Each record is to be printed again precisely as it reads.

------

Issue #139, opened 2022-06-29
`twingate_groups` datasource - the `name` parameter should be optional


tjstansell:
You should be able to get a list of all groups.  #138 would let us optimize this query in the future and let the API filter the results on the server side. #137 will let us get more data to find the group we're looking for based on more attributes which would let us filter things ourselves.  Even without those, we should be able to just query for all groups and get a list of `id` and `name`s.  This, at least, would be a single api call instead of one per group you might be interested in.  And if you know you don't have multiple groups of the same name, you can pretty easily find the `id` of the group you're interested in.

alexmensch:
Hey @tjstansell the intent in #99 was to make the `name` parameter optional. @vmanilo can you confirm that that's the case? If not, we need to make sure we fix that.

Issue #137, opened 2022-06-29
Expose additional read-only attributes for twingate_group and twingate_groups data sources


alexmensch:
### Summary

Exposing additional attributes would be helpful in order to differentiate between groups on more information than the name of the group.

The following attributes are currently available from the public Admin API:
- isActive (Boolean)
- type (Enum) [ MANUAL, SYNCED, SYSTEM ]

### Additional exported attributes

- `is_active` (Boolean)
- `type` (String)
- - The set of `type` attribute values must be `[ MANUAL, SYNCED, SYSTEM ]`, corresponding to the public API enum values

### Admin API GraphQL query

query {
  group(id: "R3JvdXA6MjM0")
   {
    id
    name
    isActive
    type
  }
}

tjstansell:
I think that if this issue and #139 are resolved the `twingate_groups` datasource becomes functional for a majority of use-cases.  It requires filtering within terraform, but that should be fine.  Future updates (e.g. #138) would be additional optimizations to reduce the number of API calls or reduce the payload from those API calls, which is great, but not a priority, IMO.

alexmensch:
> I think that if this issue and #139 are resolved the `twingate_groups` datasource becomes functional for a majority of use-cases. It requires filtering within terraform, but that should be fine. Future updates (e.g. #138) would be additional optimizations to reduce the number of API calls or reduce the payload from those API calls, which is great, but not a priority, IMO.

Perfect, yes, we're on the same page here @tjstansell. Appreciate the effort you're putting into the feedback here.

PR #143, opened 2022-07-03
Added optional filter params for groups datasource

vmanilo:
Resolves (github issue):
https://github.com/Twingate/terraform-provider-twingate/issues/137
https://github.com/Twingate/terraform-provider-twingate/issues/99
https://github.com/Twingate/terraform-provider-twingate/issues/139

## Changes
- fixed groups datasource


twingate/datasource_groups.go
```diff
@@ -22,30 +28,74 @@ func datasourceGroupsRead(ctx context.Context, resourceData *schema.ResourceData
...
+			"is_active": bool(group.IsActive),
 		})
 	}
 
 	if err := resourceData.Set("groups", data); err != nil {
 		return diag.FromErr(err)
 	}
 
-	resourceData.SetId(groupName)
+	resourceData.SetId("groups-by-filter")
```
tjstansell, line 42: I don't know enough about how datasources work, but does setting this to a static value:
* cause refresh problems?
* cause problems with multiple data sources?

docs/data-sources/groups.md
```diff
@@ -24,9 +24,11 @@ data "twingate_groups" "foo" {
 <!-- schema generated by tfplugindocs -->
 ## Schema
 
-### Required
+### Optional
 
+- `is_active` (Boolean) Indicates if the Group is active
```
tjstansell, line 29: Personally, I would use descriptions that indicate exactly how these are used to filter.
```
- `is_active` (Boolean) Returns only groups matching the specified state.
- `name` (String) Returns only groups that exactly match this name.
- `type` (String) Returns only groups of the specified type (valid: `MANUAL`, `SYNCED`, `SYSTEM`).
```

twingate/client_group.go
```diff
@@ -210,3 +230,65 @@ func (client *Client) deleteGroup(ctx context.Context, groupID graphql.ID) error
...
+
+	if f.IsActive != nil && *f.IsActive != bool(group.IsActive) {
+		return false
+	}
+
+	return true
+}
+
+func (client *Client) filterGroups(ctx context.Context, filter *GroupsFilter) ([]*Group, error) {
+	if filter == nil {
```
tjstansell, line 253: If `buildFilter()` always returned a valid `GroupsFilter` object (even if all the attributes are `nil`), you could remove this whole block to simplify the code a bit.  You're already optimizing below which query you want to make to the API based on the individual filters, so this block is essentially a duplicate of all that.

vmanilo: thank you, good point

twingate/datasource_groups.go
vmanilo: tested locally -  all good

also added test with two datasource

docs/data-sources/groups.md
vmanilo: @alexmensch what do you think?

twingate/client_group.go
vmanilo: fixed

docs/data-sources/groups.md
alexmensch: Yes agreed -- @vmanilo go ahead as above, just need to capitalize groups to `Groups`. Thanks all!

alexmensch (changes requested):

docs/data-sources/groups.md
vmanilo: fixed

alexmensch (approved):

twingate/datasource_groups.go
```diff
@@ -22,29 +29,73 @@ func datasourceGroupsRead(ctx context.Context, resourceData *schema.ResourceData
...
 
+func buildFilter(resourceData *schema.ResourceData) *GroupsFilter {
+	groupName, hasName := resourceData.GetOk("name")
+	groupType, hasType := resourceData.GetOk("type")
+
+	// GetOk does not provide correct value for exists flag (second output value)
+	groupIsActive, hasIsActive := resourceData.GetOkExists("is_active") // nolint:staticcheck
+
+	if !hasName && !hasType && !hasIsActive {
+		return nil
```
tjstansell, line 56: How is this not causing problems when there is no filtering and you pull all groups?

vmanilo: I'm handling nil case in the GroupsFilter methods

twingate/client_group.go
```diff
@@ -214,3 +233,60 @@ func (client *Client) deleteGroup(ctx context.Context, groupID graphql.ID) error
...
+			return nil, nil
+		}
+
+		return nil, err
+	}
+
+	var filtered []*Group
+
+	for _, g := range groups {
+		if filter.Match(g) {
```
ekampf, line 286: @alexmensch did we agree not to allow filtering by `name` until server api supports it?

twingate/datasource_groups_test.go
```diff
@@ -84,19 +86,161 @@ func testTwingateGroupsDoesNotExists(name string) string {
...
+		resource.Test(t, resource.TestCase{
+			ProviderFactories: testAccProviderFactories,
+			PreCheck:          func() { testAccPreCheck(t) },
+			CheckDestroy:      testAccCheckTwingateGroupDestroy,
+			Steps: []resource.TestStep{
+				{
+					Config: testDatasourceTwingateGroupsWithDatasource(groupName),
+					Check: resource.ComposeTestCheckFunc(
+						resource.TestCheckOutput("my_group", groupName),
+						resource.TestCheckResourceAttr("data.twingate_groups.out", "groups.#", "2"),
```
ekampf, line 205: Fix test - if both DS have the same value how do we know they're not overriding each other?

vmanilo: updated test

twingate/client_group.go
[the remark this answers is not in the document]
alexmensch: Yes that's correct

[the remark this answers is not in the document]
alexmensch: But if it's implemented already...may as well ship it? What do you think @ekampf?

------

#### SOLVED PROBLEM
Issue #139, opened 2022-06-29
`twingate_groups` datasource - the `name` parameter should be optional


tjstansell:
You should be able to get a list of all groups.  #138 would let us optimize this query in the future and let the API filter the results on the server side. #137 will let us get more data to find the group we're looking for based on more attributes which would let us filter things ourselves.  Even without those, we should be able to just query for all groups and get a list of `id` and `name`s.  This, at least, would be a single api call instead of one per group you might be interested in.  And if you know you don't have multiple groups of the same name, you can pretty easily find the `id` of the group you're interested in.

alexmensch:
Hey @tjstansell the intent in #99 was to make the `name` parameter optional. @vmanilo can you confirm that that's the case? If not, we need to make sure we fix that.

Issue #137, opened 2022-06-29
Expose additional read-only attributes for twingate_group and twingate_groups data sources


alexmensch:
### Summary

Exposing additional attributes would be helpful in order to differentiate between groups on more information than the name of the group.

The following attributes are currently available from the public Admin API:
- isActive (Boolean)
- type (Enum) [ MANUAL, SYNCED, SYSTEM ]

### Additional exported attributes

- `is_active` (Boolean)
- `type` (String)
- - The set of `type` attribute values must be `[ MANUAL, SYNCED, SYSTEM ]`, corresponding to the public API enum values

### Admin API GraphQL query

query {
  group(id: "R3JvdXA6MjM0")
   {
    id
    name
    isActive
    type
  }
}

tjstansell:
I think that if this issue and #139 are resolved the `twingate_groups` datasource becomes functional for a majority of use-cases.  It requires filtering within terraform, but that should be fine.  Future updates (e.g. #138) would be additional optimizations to reduce the number of API calls or reduce the payload from those API calls, which is great, but not a priority, IMO.

alexmensch:
> I think that if this issue and #139 are resolved the `twingate_groups` datasource becomes functional for a majority of use-cases. It requires filtering within terraform, but that should be fine. Future updates (e.g. #138) would be additional optimizations to reduce the number of API calls or reduce the payload from those API calls, which is great, but not a priority, IMO.

Perfect, yes, we're on the same page here @tjstansell. Appreciate the effort you're putting into the feedback here.

PR #143, opened 2022-07-03
Added optional filter params for groups datasource

vmanilo:
Resolves (github issue):
https://github.com/Twingate/terraform-provider-twingate/issues/137
https://github.com/Twingate/terraform-provider-twingate/issues/99
https://github.com/Twingate/terraform-provider-twingate/issues/139

## Changes
- fixed groups datasource


twingate/datasource_groups.go
```diff
@@ -22,30 +28,74 @@ func datasourceGroupsRead(ctx context.Context, resourceData *schema.ResourceData
...
+			"is_active": bool(group.IsActive),
 		})
 	}
 
 	if err := resourceData.Set("groups", data); err != nil {
 		return diag.FromErr(err)
 	}
 
-	resourceData.SetId(groupName)
+	resourceData.SetId("groups-by-filter")
```
tjstansell, line 42: I don't know enough about how datasources work, but does setting this to a static value:
* cause refresh problems?
* cause problems with multiple data sources?

docs/data-sources/groups.md
```diff
@@ -24,9 +24,11 @@ data "twingate_groups" "foo" {
 <!-- schema generated by tfplugindocs -->
 ## Schema
 
-### Required
+### Optional
 
+- `is_active` (Boolean) Indicates if the Group is active
```
tjstansell, line 29: Personally, I would use descriptions that indicate exactly how these are used to filter.
```
- `is_active` (Boolean) Returns only groups matching the specified state.
- `name` (String) Returns only groups that exactly match this name.
- `type` (String) Returns only groups of the specified type (valid: `MANUAL`, `SYNCED`, `SYSTEM`).
```

twingate/client_group.go
```diff
@@ -210,3 +230,65 @@ func (client *Client) deleteGroup(ctx context.Context, groupID graphql.ID) error
...
+
+	if f.IsActive != nil && *f.IsActive != bool(group.IsActive) {
+		return false
+	}
+
+	return true
+}
+
+func (client *Client) filterGroups(ctx context.Context, filter *GroupsFilter) ([]*Group, error) {
+	if filter == nil {
```
tjstansell, line 253: If `buildFilter()` always returned a valid `GroupsFilter` object (even if all the attributes are `nil`), you could remove this whole block to simplify the code a bit.  You're already optimizing below which query you want to make to the API based on the individual filters, so this block is essentially a duplicate of all that.

vmanilo: thank you, good point

twingate/datasource_groups.go
vmanilo: tested locally -  all good

also added test with two datasource

docs/data-sources/groups.md
vmanilo: @alexmensch what do you think?

twingate/client_group.go
vmanilo: fixed

docs/data-sources/groups.md
alexmensch: Yes agreed -- @vmanilo go ahead as above, just need to capitalize groups to `Groups`. Thanks all!

alexmensch (changes requested):

docs/data-sources/groups.md
vmanilo: fixed

alexmensch (approved):

twingate/datasource_groups.go
```diff
@@ -22,29 +29,73 @@ func datasourceGroupsRead(ctx context.Context, resourceData *schema.ResourceData
...
 
+func buildFilter(resourceData *schema.ResourceData) *GroupsFilter {
+	groupName, hasName := resourceData.GetOk("name")
+	groupType, hasType := resourceData.GetOk("type")
+
+	// GetOk does not provide correct value for exists flag (second output value)
+	groupIsActive, hasIsActive := resourceData.GetOkExists("is_active") // nolint:staticcheck
+
+	if !hasName && !hasType && !hasIsActive {
+		return nil
```
tjstansell, line 56: How is this not causing problems when there is no filtering and you pull all groups?

vmanilo: I'm handling nil case in the GroupsFilter methods

twingate/client_group.go
```diff
@@ -214,3 +233,60 @@ func (client *Client) deleteGroup(ctx context.Context, groupID graphql.ID) error
...
+			return nil, nil
+		}
+
+		return nil, err
+	}
+
+	var filtered []*Group
+
+	for _, g := range groups {
+		if filter.Match(g) {
```
ekampf, line 286: @alexmensch did we agree not to allow filtering by `name` until server api supports it?

twingate/datasource_groups_test.go
```diff
@@ -84,19 +86,161 @@ func testTwingateGroupsDoesNotExists(name string) string {
...
+		resource.Test(t, resource.TestCase{
+			ProviderFactories: testAccProviderFactories,
+			PreCheck:          func() { testAccPreCheck(t) },
+			CheckDestroy:      testAccCheckTwingateGroupDestroy,
+			Steps: []resource.TestStep{
+				{
+					Config: testDatasourceTwingateGroupsWithDatasource(groupName),
+					Check: resource.ComposeTestCheckFunc(
+						resource.TestCheckOutput("my_group", groupName),
+						resource.TestCheckResourceAttr("data.twingate_groups.out", "groups.#", "2"),
```
ekampf, line 205: Fix test - if both DS have the same value how do we know they're not overriding each other?

vmanilo: updated test

twingate/client_group.go
[the remark this answers is not in the document]
alexmensch: Yes that's correct

[the remark this answers is not in the document]
alexmensch: But if it's implemented already...may as well ship it? What do you think @ekampf?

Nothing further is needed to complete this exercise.